Thursday, March 13, 2008

Using log data to help keep you safe



(Cross-posted from Official Google Blog)

We recently began two new series of posts. The first, which explains how we harness data for our users, started with this post. The second, focusing on how we secure information and how users can protect themselves online, began here. This post is the second installment in both series.- Ed.

We sometimes get questions on what Google does with server log data, which registers how users are interacting with our services. We take great care in protecting this data, and while we've talked previously about some of the ways it can be useful, something we haven't covered yet are the ways it can help us make Google products safer for our users.

While the Internet on the whole is a safe place, and most of us will never fall victim to an attack, there are more than a few threats out there, and we do everything we can to help you stay a step ahead of them. Any information we can gather on how attacks are launched and propagated helps us do so.

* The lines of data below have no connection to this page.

PR #824, opened 2023-01-03
missing `use` statement

demeritcowboy:
Overview
In 9.x ckeditor is always present, so the error never triggers. In drupal 10 the error tries to happen on line 678, but it can't find the class because the `use` statement is missing.


KarinG:
Awesome 🎉

PR #825, opened 2023-01-03
test improvement - avoid having to hunt in screenshots for the error

demeritcowboy:
Overview
When there's a fatal error and the browser goes to the stack trace page, the actions log just says "element missing" or something when the test tries to execute the next statement. Then you have to download all 100MB of screenshots and guess which screenshot contains the stack trace. This outputs the trace to the actions log directly.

That's where server log data comes in. We analyze logs for anomalies or other clues that might suggest malware or phishing attacks in our search results, attacks on our products and services, and other threats to our users. And because we have a reasonably significant data sample, with logs stretching back several months, we're able to perform aggregate, long-term analyses that can uncover new security threats, provide greater understanding of how previous threats impacted our users, and help us ensure that our threat detection and prevention measures are properly tuned.

We can't share too much detail (we need to be careful not to provide too many clues on what we look for), but we can use historical examples to give you a better idea of how this kind of data can be useful. One good example is the Santy search worm (PDF), which first appeared in late 2004. Santy used combinations of search terms on Google to identify and then infect vulnerable web servers. Once a web server was infected, it became part of a botnet and started searching Google for more vulnerable servers. Spreading in this way, Santy quickly infected thousands and thousands of web servers across the Internet.

As soon as Google recognized the attack, we began developing a series of tools to automatically generate "regular expressions" that could identify potential Santy queries and then block them from accessing Google.com or flag them for further attention. But because regular expressions like these can sometimes snag legitimate user queries too, we designed the tools so they'd test new expressions in our server log databases first, in order to determine how each one would affect actual user queries. If it turned out that a regular expression affected too many legitimate user queries, the tools would automatically adjust the expression, analyze its performance against the log data again, and then repeat the process as many times as necessary.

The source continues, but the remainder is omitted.